The photos are great, Destin. I especially like #3. I've never been able to make it up to Acadia when I haven't had family business to attend to...it's a haul from here too, and I have a cousin that lives in Blue Hill, so visiting usually precludes a lot of exploring. 

Other than the processing quirks, do you think you'll ever miss the 36mp sensor? I sold a handful of D600 prints in the last few months that people have wanted HUGE -- like 24x36 and bigger. The photos were uncropped, and I still had to upconvert to meet the minimum DPI from the printer.

Then again...Fuji medium-format sounds awesome too...maybe that's just the natural progression.


----------



## SquarePeg (Sep 30, 2018)

Great pics!  How’s the fall color?  We had a few trees here turn overnight. Trying to decide if this weekend or next for White Moubtains.


----------



## Jeff G (Sep 30, 2018)

Destin, really nice set, I REALLY like Boulder Beach.


----------



## Destin (Sep 30, 2018)

JonA_CT said:


> The photos are great, Destin. I especially like #3. I've never been able to make it up to Acadia when I haven't had family business to attend to...it's a haul from here too, and I have a cousin that lives in Blue Hill, so visiting usually precludes a lot of exploring.
> 
> Other than the processing quirks, do you think you'll ever miss the 36mp sensor? I sold a handful of D600 prints in the last few months that people have wanted HUGE -- like 24x36 and bigger. The photos were uncropped, and I still had to upconvert to meet the minimum DPI from the printer.
> 
> Then again...Fuji medium-format sounds awesome too...maybe that's just the natural progression.



I really don’t plan on going to medium format. So far I don’t miss the resolution at all..  but I rarely print a normal photo larger than 20x30, and even that is rare. 

Took me 13 hours to get here yesterday and I’ve been shooting since I arrived. About to take a nap mid day while the light sucks lol


----------



## Destin (Sep 30, 2018)

Jeff G said:


> Destin, really nice set, I REALLY like Boulder Beach.



Thanks Jeff!


----------



## Destin (Sep 30, 2018)

SquarePeg said:


> Great pics!  How’s the fall color?  We had a few trees here turn overnight. Trying to decide if this weekend or next for White Moubtains.

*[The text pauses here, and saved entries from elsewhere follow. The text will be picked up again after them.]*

Issue #1835, opened 2022-08-11
Bug: No Price data in address table


relativisticelectron:
**Describe the bug**
The price (in $ or so) is not shown in the address table in amount.

Cause of the bug in https://github.com/cryptoadvance/specter-desktop/blob/a58afbaeed3335fbdecb145c9db48ed24e379abc/src/cryptoadvance/specter/templates/includes/address-row.html#L139

This statement differs from the tx-table (where the price is shown) https://github.com/cryptoadvance/specter-desktop/blob/a58afbaeed3335fbdecb145c9db48ed24e379abc/src/cryptoadvance/specter/templates/includes/tx-row.html#L243

Is perhaps the `!` in  `!(this.assetsCount == 1 && Object.keys(this.addressData.assets)[0] == "{{ specter.default_asset }}")` wrong?

**Reproduce**
regtest, bitcoin, linux
In my setup holds: `this.assetsCount == 0` , which causes the hidden amounts.

k9ert:
Should be fixed in [v1.12.0](https://github.com/cryptoadvance/specter-desktop/releases/tag/v1.12.0). Please reopen if necessary.

PR #1836, opened 2022-08-11
Bugfix: price in address table was not visible

relativisticelectron:
See https://github.com/cryptoadvance/specter-desktop/issues/1835


moneymanolis:
Just to clarify, the prices for LBTC weren't show and this is what you wanted to fix? If so, that's working. I just changed the variable name to a more precise one. Hope that is OK.Thanks as always

moneymanolis (approved):

relativisticelectron:
There was no $ value in the address table (for bitcoin), see https://github.com/cryptoadvance/specter-desktop/issues/1835#issue-1335811738 .

I determined it is this liquid part of the if statement to prevent any prices to be visible (even though I work with bitcoin regtest).

moneymanolis:
Ah OK, now I get it, it was for BTC, too. Was so focused on the Liquid part of things. Great catch. Merging now.

PR #1837, opened 2022-08-11
Add BIP-371 Taproot psbt fields (bip32 derivations for inputs & outputs)

kdmukai:
Requires: https://github.com/diybitcoinhardware/embit/pull/33

This update brings Specter Desktop psbts into compliance with BIP-371's `PSBT_IN_TAP_BIP32_DERIVATION` and `PSBT_OUT_TAP_BIP32_DERIVATION` fields. This replaces the workaround where the bip32 derivations were inserted into the non-Taproot psbt fields (`PSBT_IN_BIP32_DERIVATION`, `PSBT_OUT_BIP32_DERIVATION`).

* `Wallet.fill_psbt` now injects BIP-371 Taproot psbt fields into the psbt if they aren't provided by Bitcoin Core (won't be available from Core until v24.0?).
* Enables `taproot_derivations` by default in `Wallet.fill_psbt`.
* Per https://github.com/diybitcoinhardware/embit/pull/33, only root-level Taproot keyspends are supported.

Misc:
* Adds "tr" to correctly filter "Devices" list to include Taproot xpubs when creating a new single sig wallet.


moneymanolis:
Just a clarification for readers regarding the "misc change":
If you had a device which ONLY had a taproot xpub, it was not shown in the list of possible devices to setup a wallet with. Now it will be shown as well.

stepansnigirev:
Fixed in embit, use v0.6.1. Bug on the library side :(

moneymanolis:
I've bumped embit and added tests in https://github.com/cryptoadvance/specter-desktop/pull/1837/commits/d70381bfdc4cd2446ad7bf16e1a1a9dd350111a6, but looking at a the psbt in the test, I can't really understand / see taproot specific fields. "bip32_derivs" field is gone, but that's about it. What am I missing here?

Honestly it’s not that good. The drive up had me hopeful because a lot of the highway north of Portland was colorful, but very little has turned here along the coast. 

Not the end of the world though, this park is gorgeous in any condition.


----------



## Jeff15 (Sep 30, 2018)

Lovely set of images.....


----------



## JonA_CT (Sep 30, 2018)

Destin said:


> JonA_CT said:
> 
> 
> > The photos are great, Destin. I especially like #3. I've never been able to make it up to Acadia when I haven't had family business to attend to...it's a haul from here too, and I have a cousin that lives in Blue Hill, so visiting usually precludes a lot of exploring.
> ...



I was wondering that, too. It’s a solid 6-7 hours from here, and I have a straight shot. I’m sure that’s how much time you spent on 90 alone!


----------



## Destin (Sep 30, 2018)

JonA_CT said:


> I was wondering that, too. It’s a solid 6-7 hours from here, and I have a straight shot. I’m sure that’s how much time you spent on 90 alone!



It’s about 10-10.5 of drive time for me. But with lunch, gas, and nap stops it’s an all day affair.


----------



## SquarePeg (Sep 30, 2018)

Next year we should do a TPF weekend in Acadia.  The luxury bus could travel north picking us all up along the way.


----------



## Destin (Sep 30, 2018)

SquarePeg said:


> Next year we should do a TPF weekend in Acadia.  The luxury bus could travel north picking us all up along the way.



Now that could be fun!


----------



## SquarePeg (Sep 30, 2018)

JonA_CT said:


> Other than the processing quirks, do you think you'll ever miss the 36mp sensor? I sold a handful of D600 prints in the last few months that people have wanted HUGE -- like 24x36 and bigger. The photos were uncropped, and I still had to upconvert to meet the minimum DPI from the printer.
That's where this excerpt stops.